子阑稍微停顿了一会儿,像是要故意观察穆天琪的神情一样。
穆天琪静静地听,倒是品出了其中的一些道理来。
子阑这一份宠辱不惊的恬静,从某种程度上来说,倒是带了让人安心的秉性。
更何况,如果细细想去,子阑的话倒不是没有道理。
现在轻举妄动反而打草惊蛇,南宫敏玉和他的关系稍微有所缓和,如今却为了将东西相送的事情闹得不开心,这也太过奇怪了,到时被外面的人看出疑惑来,反而要花更多的心思去遮掩。
而且,昨天的蜜语之后,按照南宫敏玉这样的性格,说不定又是大小姐的性子起来了,想要试探自己的反应呢,这会子怕是已经得意忘形,自己再怎么火急火燎的,岂不是正中下怀么?
只是这尊墨玉也确确实实会产生极寒凉的药性,梁千洛为了周全南宫敏玉的面子,必定会摆在显眼的地方,到时候,岂不是真的要折损梁千洛和她的孩子么。
子阑似乎是已经明白了穆天琪心中的顾虑,稍稍想了片刻后说道:“四少爷可是在烦忧那害人的毒性?”
穆天琪深深地叹了一口气,道:“你既然知道,何必还要多此一问呢。

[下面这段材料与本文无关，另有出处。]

PR #1433, opened 2017-08-18
[ll] gl: Implement setting viewports and scissors [42/..]

msiglreith:
Implement `set_viewports` and `set_scissors`:
* Our old implementation only allowed one viewport and scissor. To minimize heap allocations we store everything into the `DataBuffer` in the hope to reuse the memory in upcoming frames (we could actually share the internal buffers across all command buffers of a pool!).
* Add validation checks on the command buffer side
* Enabling and Disabling of scissors test will done on when binding the pipeline. Scissor disabling seems to only make sense when rasterization is disabled as vulkan requires at least one viewport/scissor.

### Open Issues
* Disabling (zeroing) all non-active viewports and scissors requires a bit more logic. This is required to be consitent with D3D12.

### DIFF
--- a/src/backend/gl/src/lib.rs
+++ b/src/backend/gl/src/lib.rs
@@ -22,14 +22,16 @@
 extern crate log;
 extern crate gfx_gl as gl;
 extern crate gfx_core as core;
+extern crate smallvec;
 
 use std::cell::RefCell;
 use std::rc::Rc;
-use core::{self as c, handle, format, texture as t, memory, command as com, buffer};
+use core::{self as c, handle, format, target, texture as t, memory, command as com, buffer, Viewport};
 use core::QueueType;
 use core::target::{Layer, Level};
 use command::{Command, DataBuffer};
 use device::MappingKind;
+use smallvec::SmallVec;
 
 pub use self::device::Device;
 pub use self::info::{Info, PlatformName, Version};
@@ -342,6 +344,10 @@ struct State {
     // Currently bound index/element buffer.
     // None denotes that we don't know what is currently bound.
     index_buffer: Option<gl::types::GLuint>,
+    // Currently set viewports.
+    num_viewports: usize,
+    // Currently set scissor rects.
+    num_scissors: usize,
 }
 
 impl State {
@@ -351,6 +357,8 @@ impl State {
         State {
             vao: false,
             index_buffer: None,
+            num_viewports: 0,
+            num_scissors: 0,
         }
     }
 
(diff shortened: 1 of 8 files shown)


src/backend/gl/src/lib.rs
```diff
@@ -486,6 +497,36 @@ impl CommandQueue {
...
             }
         }
+
+        // Reset viewports
+        if self.state.num_viewports == 1 {
+            unsafe { gl.Viewport(0, 0, 0, 0) };
+            unsafe { gl.DepthRange(0.0, 1.0) };
+        } else if self.state.num_viewports > 1 {
+            // 16 viewports is a common limit set in drivers.
+            let viewports: SmallVec<[[f32; 4]; 16]> =
```
kvark: could just have a fixed size `[[0.0, 0.0, 0.0, 0.0]; 16]` instead of smallvec

src/backend/gl/src/lib.rs
```diff
@@ -486,6 +497,36 @@ impl CommandQueue {
...
+            unsafe { gl.ViewportArrayv(0, viewports.len() as i32, viewports.as_ptr() as *const _)};
+            unsafe { gl.DepthRangeArrayv(0, depth_ranges.len() as i32, depth_ranges.as_ptr() as *const _)};
+        }
+
+        // Reset scissors
+        if self.state.num_scissors == 1 {
+            unsafe { gl.Scissor(0, 0, 0, 0) };
+        } else if self.state.num_scissors > 1 {
+            // 16 viewports is a common limit set in drivers.
+            let scissors: SmallVec<[[i32; 4]; 16]> =
```
kvark: same here

src/core/src/command/raw.rs
```diff
@@ -54,10 +54,47 @@ pub trait RawCommandBuffer<B: Backend> {
...
+    /// this call, will be disabled.
+    ///
+    /// Ensure that the number of set viewports at draw time
+    /// is equal (or higher) to the number specified in the
+    /// bound pipeline.
+    ///
+    /// # Errors
+    ///
+    /// This function does not return an error.
+    /// Invalid usage of this function will result
```
kvark: somewhat surprising wrap length of the line?

kvark:
thank you!
r=me regardless if you decide to address the nits

src/backend/gl/src/lib.rs
msiglreith: 16 is not the upper bound, even though from gpu info database, it seems to be the one reported by most drivers atm. So in the theory/future we could have more than 16.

”
子阑听了,只微微地颔首,说道:“四少爷的担忧自然成立,您对两位夫人都有浓厚的爱意,不管是对谁不利,都等于是剜去了了心头的肉,可是您想过什么,若是能将灾厄嫁祸到旁人的身上,也许福兮祸兮?”
穆天琪听了,微微地蹙起了眉头,但是不得不承认,子阑说出了自己心里头最深的那句话。